European banks are already in some distress as the eurozone struggles with a manufacturing recession, and the world’s central banks drain liquidity. The STOXX Europe index of bank equities has fallen by 35 per cent over the past year. It is close to levels seen in the depths of Europe’s debt crisis.

The business model of European banks is already in question as they are outflanked by technology upstarts. Chronically weak profits have left them trading at just 60 per cent of book value. The nagging concern is that many banks will not survive another major downturn.

I am confident there will be a deal at the 11th hour

Axel Weber, chairman, UBS Group

European banks have borrowed heavily on the offshore dollar lending markets, often on three-month maturities that have to be rolled over constantly. They lack their own dollar deposit base. This is inherently treacherous because these markets can seize up in a crisis.

Weber takes a contrarian line on the shifting moods of financial markets.
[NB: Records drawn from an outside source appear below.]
PR #2932, opened 2023-07-18
Add haskell language support to pre-commit.

alunduil:
I'm attempting to follow the other languages and documentation in CONTRIBUTING (which seems outdated) to add Haskell support to pre-commit so I can add hooks for several useful Haskell tools.

I'm running into issues when trying to run tests of my new language, and I'm trying to figure out where I'm going wrong. Can someone provide guidance?

I'm assuming the system has Haskell installed already, the same as Python and attempting to follow the documented interface in CONTRIBUTING as well as I can without adding too many things for a first pass. I'm hitting strange errors where my mock project can be listed, but it seems to be something other than the CWD for the installation (no project file found to do the install of '.').

Please let me know if there is more up-to-date documentation or something I should try. Once I pass the tests, I'll be ready for deeper integration with some tools to see how things go.

### DIFF
--- a/pre_commit/languages/haskell.py
+++ b/pre_commit/languages/haskell.py
@@ -1,0 +1,56 @@
+from __future__ import annotations
+
+import contextlib
+import os.path
+from typing import Generator
+from typing import Sequence
+
+from pre_commit import lang_base
+from pre_commit.envcontext import envcontext
+from pre_commit.envcontext import PatchesT
+from pre_commit.envcontext import Var
+from pre_commit.errors import FatalError
+from pre_commit.prefix import Prefix
+
+ENVIRONMENT_DIR = 'hs_env'
+get_default_version = lang_base.basic_get_default_version
+health_check = lang_base.basic_health_check
+run_hook = lang_base.basic_run_hook
+
+
+def get_env_patch(target_dir: str) -> PatchesT:
+    bin_path = os.path.join(target_dir, 'bin')
+    return (('PATH', (bin_path, os.pathsep, Var('PATH'))),)
+
+
+@contextlib.contextmanager
+def in_env(prefix: Prefix, version: str) -> Generator[None, None, None]:
+    envdir = lang_base.environment_dir(prefix, ENVIRONMENT_DIR, version)
+    with envcontext(get_env_patch(envdir)):
+        yield
+
+
+def install_environment(
+    prefix: Prefix,
+    version: str,
+    additional_dependencies: Sequence[str],
+) -> None:
+    lang_base.assert_version_default('haskell', version)
+    envdir = lang_base.environment_dir(prefix, ENVIRONMENT_DIR, version)
+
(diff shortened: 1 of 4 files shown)


pre_commit/languages/haskell.py
```diff
@@ -0,0 +1,74 @@
...
+                additional_dependencies,
+                into=environment_dir,
+            ),
+            check=True,
+        )
+
+
+def _cabal_install_command(
+    packages: typing.Iterable[str],
+    into: pathlib.Path | None = None,
```
asottile, line 69: this should not be optional -- it should *always* be installing into a target directory

pre_commit/languages/haskell.py
```diff
@@ -0,0 +1,74 @@
...
+    _LOGGER.debug(f'environment_dir: {environment_dir}')
+    print(f'pathlib.Path.cwd(): {pathlib.Path.cwd()}')
+    _LOGGER.debug(f'pathlib.Path.cwd(): {pathlib.Path.cwd()}')
+
+    cabal_files = [str(path) for path in pathlib.Path.cwd().glob('*.cabal')]
+    assert len(cabal_files) == 1, (
+        f"didn't find a unique cabal file: {', '.join(cabal_files)}"
+    )
+
+    subprocess.run(
```
asottile, line 53: there shouldn't be any usage of `subprocess` directly -- these should go through `setup_cmd` so they have the proper location -- this is probably most of your issues with getting this to work

pre_commit/languages/haskell.py
```diff
@@ -0,0 +1,74 @@
+from __future__ import annotations
+
+import contextlib
+import logging
+import pathlib
+import subprocess
+import typing
```
asottile, line 7: names should be from-imported from `typing`

tests/languages/haskell_test.py
```diff
@@ -0,0 +1,58 @@
...
+            'init',
+            '--non-interactive',
+            '--quiet',
+            '--minimal',
+            '--package-name=example',
+            '--simple',
+        ],
+        cwd=tmp_path,
+        check=True,
+    )
```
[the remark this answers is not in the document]
alunduil: Yep, that was my next planned step due to the differences between CI and my local runs.

pre_commit/languages/haskell.py
alunduil: That sounds like the winner.  I'll give that a shot and see what happens.  Thanks.

alunduil:
@asottile, thanks for the pointers. Let me know if you have any other stylistic or architectural guidance. This is now passing, and I am confident I do what I need to start playing with other repositories to add hooks for this language.

asottile:
I reworked it a little bit, picked a smaller test dependency, and updated it to match the structure of the rest of the languages and language tests

asottile (approved):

Last year in Davos he poked fun at the elites for optimism “bordering on euphoria.” At the time central banks were tightening, China was slowing. Markets were priced for perfection.

“All investors were positioned on one side. Headwinds were going to lead to a major repricing,” he said. It happened in October, and again in December. This year investors may have swung too far in the other direction, toward pessimism.

Weber said central banks had read the writing on the wall and would keep the expansion alive with a dovish tilt. World economic growth is settling down to trend levels. There are signs of a trade thaw between Donald Trump and China’s Xi Jinping. Trump will do a deal just as he did over NAFTA.

“I think the tail risks are actually less severe this year,” he said. Brexit remains the wild card.